I find the question interesting but the stated motivation unconvincing. Given an even $n$ you want to find one representation of it as a sum of two primes. So you suggest checking $n-3$ and, if that is not prime working down through the odd integers $q$ (not congruent to $n \bmod 3$) and , when one is prime, checking if $n-q$ is. It might be faster, for $n \equiv 2 \bmod 6,$ to check $n-3$ and then $n-7,n-13,n-19,n-31,n-37,n-43,n-61$ (though one would need to know when to stop)
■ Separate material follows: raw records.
PR #2053, opened 2024-09-10
iOS-3377 Restrict move to the same object

joe-pusya:
Not only the same block

### DIFF
--- a/Anytype/Sources/PresentationLayer/TextEditor/EditorPage/EditorPageBlocksStateManager.swift
+++ b/Anytype/Sources/PresentationLayer/TextEditor/EditorPage/EditorPageBlocksStateManager.swift
@@ -283,8 +283,16 @@ final class EditorPageBlocksStateManager: EditorPageBlocksStateManagerProtocol {
             if let info = document.infoContainer.get(id: blockId),
                case let .link(content) = info.content {
                 
-                let filteredBlocksIds = movingBlocksIds.filter { $0 != blockId }
                 let targetDocument = documentsProvider.document(objectId: content.targetBlockID)
+                let filteredBlocksIds = movingBlocksIds.filter { [weak self] movingBlockId in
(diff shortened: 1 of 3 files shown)


Anytype/Sources/PresentationLayer/TextEditor/EditorPage/EditorPageBlocksStateManager.swift
```diff
@@ -283,8 +283,16 @@ final class EditorPageBlocksStateManager: EditorPageBlocksStateManagerProtocol {
...
-                let filteredBlocksIds = movingBlocksIds.filter { $0 != blockId }
                 let targetDocument = documentsProvider.document(objectId: content.targetBlockID)
+                let filteredBlocksIds = movingBlocksIds.filter { [weak self] movingBlockId in
+                    guard let self else { return false }
+                    if let info = document.infoContainer.get(id: movingBlockId),
+                       case let .link(content) = info.content {
+                        return content.targetBlockID != targetDocument.objectId
+                    } else {
+                        return true
+                    }
```
ignatovv, line 294: Maybe we can make it more obvious what's happening here. If I hadn't read the title of the pull request, I would have a hard time understanding it.
My ideas: separate method, use a constant with robust name for `content.targetBlockID != targetDocument.objectId`

Also `movingBlocksIds.filter { $0 != blockId }` disappeared, is it ok?

ignatovv (approved):

Anytype/Sources/PresentationLayer/TextEditor/EditorPage/EditorPageBlocksStateManager.swift
mgolovko: probably can implement method like `targetObjectIdByLinkFor(widgetBlockId:)`

mgolovko (approved):

PR #2058, opened 2024-09-11
iOS-3411 All Content | Impl AllContentSubscriptionService for all objects

joe-pusya:
https://github.com/user-attachments/assets/1d93c50b-8748-40a9-901f-71c3470d0341

### DIFF
--- a/Anytype/Sources/PresentationLayer/Modules/AllContent/AllContentView.swift
+++ b/Anytype/Sources/PresentationLayer/Modules/AllContent/AllContentView.swift
@@ -9,7 +9,29 @@ struct AllContentView: View {
     }
     
     var body: some View {
-        Text("This is AllContentView")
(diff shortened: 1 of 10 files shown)


Anytype/Sources/PresentationLayer/Modules/AllContent/AllContentView.swift
```diff
@@ -9,7 +9,29 @@ struct AllContentView: View {
...
+        }
+    }
+    
+    private var content: some View {
+        PlainList {
+            ForEach(model.rows, id: \.id) { row in
+                SearchObjectRowView(
+                    viewModel: row,
+                    selectionIndicatorViewModel: nil
+                )
```
joe-pusya, line 30: most likely a temporary solution with `SearchObjectRowView`

mgolovko (approved):

PR #2080, opened 2024-09-16
iOS-3414 Rename /Picture to /Image in slash menu + add titleSynonyms

joe-pusya:
https://github.com/user-attachments/assets/ba8b577d-faec-49ee-913f-d30b7f84ea99


Anytype/Sources/PresentationLayer/TextEditor/AccessoryView/SlashMenu/Models/Actions/SlashActionMedia.swift
```diff
@@ -75,4 +75,13 @@ enum SlashActionMedia: CaseIterable {
...
     }
+    
+    var titleSynonyms: [String] {
+        switch self {
+        case .image:
+            return [Loc.picture]
+        default:
+            return []
+        }
+    }
```
ignatovv, line 86: Let's populate this synonyms for another cases i suggest just to ask chatgpt for synonyms and pick top three

PR #2081, opened 2024-09-16
IOS-3416 Fix color cheme switch

ignatovv:
I have no idea how but initial coordinator's color scheme affects home.


joe-pusya:
Looks like `.preferredColorScheme(`) switch to definite `colorScheme` for all app screens now and do not switch it to current screen `colorScheme`, can you please check this fix right after auth for example (auth is in dark)?

PR #2100, opened 2024-09-20
IOS-3446 Bump build number

ignatovv:
Fix nighly dev build. Version 57 is already released in Testflight


joe-pusya:
looks like you did't bump build version in all places, did you use this command `bundle exec fastlane increment_build`?

PR #2115, opened 2024-09-24
iOS-3478 All Content | Settings menu design update (left sided checks)

joe-pusya:


Anytype/Sources/PresentationLayer/Common/UIKit/Pickers/FilePicker/CommonViews+Pickers+File+UIKit.swift
```diff
@@ -40,8 +40,8 @@ extension UIKitPickerViewController {
     }
 }
 
-// MARK: - Picker
-class Picker: UIViewController {
+// MARK: - AnytypePicker
+class AnytypePicker: UIViewController {
```
joe-pusya, line 44: Rename our custom `Picker` to `AnytypePicker` because of naming conflict with SwiftUI component

mgolovko (approved):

You might find it helpful to study $n \equiv 0 \bmod 6$ vs $n \equiv \pm 2 \bmod 6.$ What does the trend of the densities $d_1,d_2,d_3$ look like in each type? I'd expect $n \equiv 0 \bmod 6$ to be perhaps only $1/3$ as likely to be counted by $d_3$ as other even $n:$ Suppose $p\ \equiv 1 \bmod 3$ is a prime. Given only this information, of the even $n$ up to the next prime, those of the form $6m$ could be counted by $d_1,d_2$ or $d_3$ but those of the form $6m + 2$ could possibly be counted by $d_2$ or $d_3$ but not $d_1$.

It might be that these kinds of effects balance out.